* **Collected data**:
######

PR #2220, opened 2022-05-04
Turn off warnings-as-errors for gfx

tangent-vector:
Other than on Windows, we will go ahead and turn off warnings-as-errors
for the gfx project, to help clean up some of our CI build mess.


lucy96chen (commented):
Sounds good to me, but you should probably check with Yong since I turned them on initially at his request.

PR #2222, opened 2022-05-05
Various vulkan/glsl fixes.

csyonghe:
1. Include type constraint in a generic's mangled name.
2. define `dot` for integer vector types for glsl target.
3. Automatically use a format-specific default aspect mask when the user does not specify the aspect in `copyTexture`.
4. Specify reduction mode when creating a `VkSampler`.


source/slang/slang-check-decl.cpp
```diff
@@ -5342,4 +5344,49 @@ namespace Slang
...
+        OrderedDictionary<GenericTypeParamDecl*, List<Type*>> result;
+        for (auto& constraints : genericConstraints)
+        {
+            List<Type*> typeList;
+            for (auto type : constraints.Value)
+            {
+                _getCanonicalConstraintTypes(typeList, type);
+            }
+            // TODO: we also need to sort the types within the list for each generic type param.
+            result[constraints.Key] = typeList;
```
jsmall-nvidia, line 5387: Seems pretty important to be able to be canonical.

PR #2223, opened 2022-05-05
Support for HLSL `export`

jsmall-nvidia:
Allows use of `export` keyword in slang. The usage is somewhat limited to be something similar to HLSL usage. As touched on in some of the comments this is distinct concept but has some overlap to `public`. 

As  discussed with @tangent-vector we may need to refine how this works for the language more long term.


source/slang/slang-lower-to-ir.cpp
```diff
@@ -1047,6 +1047,11 @@ static void addLinkageDecoration(
         builder->addPublicDecoration(inst);
         builder->addKeepAliveDecoration(inst);
     }
+    if (decl->findModifier<HLSLExportModifier>())
+    {
+        builder->addHLSLExportDecoration(inst);
+        builder->addKeepAliveDecoration(inst);
+    }
```
tangent-vector, line 1054: It isn't specific to this PR, but I definitely get worried seeing the sheer number of cases here that are adding decorations that appear to be related to linkage, but that aren't in any way tied to our current `[import(...)]` and `[export(...)]` decorations.

The `PublicModifier`/`PublicDecoration` stuff is just plain wrong, and we will need to get rid of them sooner or later in order to be able to make the `public` keyword in the language actually do anything useful.

source/slang/slang-lower-to-ir.cpp
```diff
@@ -5408,6 +5413,10 @@ struct DeclLoweringVisitor : DeclVisitor<DeclLoweringVisitor, LoweredValInfo>
 
     bool isPublicType(Type* type)
     {
+        // TODO(JS):
+        // Not clear how should handle HLSLExportModifier here. 
+        // In the HLSL spec 'export' is only applicable to functions. So for now we ignore.
+
```
tangent-vector, line 5419: If a type can't be marked `export`, then it seems like there is nothing to be done here?

source/slang/slang-lower-to-ir.cpp
```diff
@@ -5595,6 +5604,11 @@ struct DeclLoweringVisitor : DeclVisitor<DeclLoweringVisitor, LoweredValInfo>
         irWitnessTable->setOperand(0, irSubType);
 
         addLinkageDecoration(context, irWitnessTable, inheritanceDecl, mangledName.getUnownedSlice());
+
+        // TODO(JS):
+        // Not clear what to do here around HLSLExportModifier. 
+        // In HLSL it only (currently) applies to functions, so perhaps do nothing is reasonable.
+
```
tangent-vector, line 5611: Similarstatement here: I'm not sure why we'd need to process `export` modifiers on inheritance clauses...

source/slang/slang-lower-to-ir.cpp
```diff
@@ -6340,7 +6354,11 @@ struct DeclLoweringVisitor : DeclVisitor<DeclLoweringVisitor, LoweredValInfo>
             SLANG_UNREACHABLE("associatedtype should have been handled by visitAssocTypeDecl.");
         }
 
-        bool isPublicType = decl->findModifier<PublicModifier>() != nullptr;
+        // TODO(JS): 
+        // Not clear what to do around HLSLExportModifier. 
+        // The HLSL spec says it only applies to functions, so we ignore for now.
+
+        const bool isPublicType = decl->findModifier<PublicModifier>() != nullptr;
```
tangent-vector, line 6361: I  think the long/short here is that the presence/absence of `export` shouldn't affect whether something is considered "public" from the Slang perspective *at all* (at least that's a reasonable starting point...).

There's a bunch of messy stuff confounding the discussion here because "public" is currently getting used to mean a few different things inside of the Slang codebase, and the current `public` keyword, `PublicModifier`, and `PublicDecoration` all mean something pretty much categorically *wrong*.

tests/library/export-test.slang
```diff
@@ -0,0 +1,27 @@
...
+// This didn't work for lib_6_2 when compiling via DXC (!). Even though it's stated elsewhere the feature is available from 6.1
+
+//TEST:COMPILE: tests/library/export-library.slang -profile lib_6_3 -target dxil -o tests/library/export-library.dxil
+//TEST:COMPILE: tests/library/export-test.slang -entry computeMain -profile cs_6_3 -target dxil -r tests/library/export-library.dxil -o tests/library/export-test.dxil 
+
+// Test the produced kernel.
+
+//TEST:COMPARE_COMPUTE_EX:-slang -compute -profile cs_6_3 -dx12 -use-dxil -shaderobj -Xslang... -r tests/library/export-library.dxil -X.
+
+extern int foo(int a);
```
tangent-vector, line 15: Just to confirm: the rules for the HLSL/dxc `export` are that the function needs to be marked as `export` in the translation unit that *defines* it, but doesn't need to be marked `export` in a translation unit that simply declares and then imports it?

tangent-vector (approved):
This seems good. Most of the messy parts are ultimately about the `public` keyword and the relation modifiers/decorations being completely wrong in Slang today. Once we sort those things out, most of the questions here should get easier.

tests/library/export-test.slang
jsmall-nvidia: I believe that is the case.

######

* **TASK STATEMENT**: Go through the data and show every line where "good" occurs.

* **ANSWER BOX**:
Sounds good to me, but you should probably check with Yong since I turned them on initially at his request.
This seems good. Most of the messy parts are ultimately about the `public` keyword and the relation modifiers/decorations being completely wrong in Slang today. Once we sort those things out, most of the questions here should get easier.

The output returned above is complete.